Work to be completed
A single number is wanted: how many lines of the records below contain the word "true".
** Opening Exercise material block **
PR #232, opened 2018-10-23
fixed broken proptypes in prod

### LINKED ISSUE #231: Production build each propType is same instance of shim
We use this `propTypes` for custom elements to make runtime parsing based upon prop-types.

Unfortunately in Production the following is true:

```js
import PropTypes from 'prop-types';

PropTypes.string === PropTypes.bool === PropTypes.number === PropTypes.array === PropTypes.object
// -> true
```

Though this should be false.

Currently the `shim` function is static, It would be better to generate it or use a shim factory.
https://github.com/facebook/prop-types/blob/master/factoryWithThrowingShims.js#L15-L59

AndyOGo:
fixes #231

### DIFF
--- a/factoryWithThrowingShims.js
+++ b/factoryWithThrowingShims.js
@@ -12,39 +12,41 @@ var ReactPropTypesSecret = require('./lib/ReactPropTypesSecret');
 function emptyFunction() {}
 
 module.exports = function() {
-  function shim(props, propName, componentName, location, propFullName, secret) {
-    if (secret === ReactPropTypesSecret) {
-      // It is still safe when called from React.
-      return;
-    }
-    var err = new Error(
-      'Calling PropTypes validators directly is not supported by the `prop-types` package. ' +
-      'Use PropTypes.checkPropTypes() to call them. ' +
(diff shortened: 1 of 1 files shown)


AndyOGo:
I just signed the CLA 🎉

ljharb:
See #106.

LucaMele:
@ljharb , please reconsider your desicion and instead of a quick check that is similar to the 106 try to find out what we would like to achive here. We wont have performance impact with this and we are consistant between DEV environment and PROD environment.

LucaMele:
is that not a win win?

ljharb:
@LucaMele this isn't my decision; i'm not a collaborator here. React team members were pretty clear about it on #106 tho.

LucaMele:
Hello @ljharb all right sorry :). Well hope that the react team memebers can give it a second chance then. I guess we can call it best practice if code does not change logic between PROD and DEV

ljharb:
Although I'd prefer this type of fix to go in, closing per https://github.com/facebook/prop-types/pull/106#issuecomment-398443259.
** Closing Exercise material block **
Written solution
2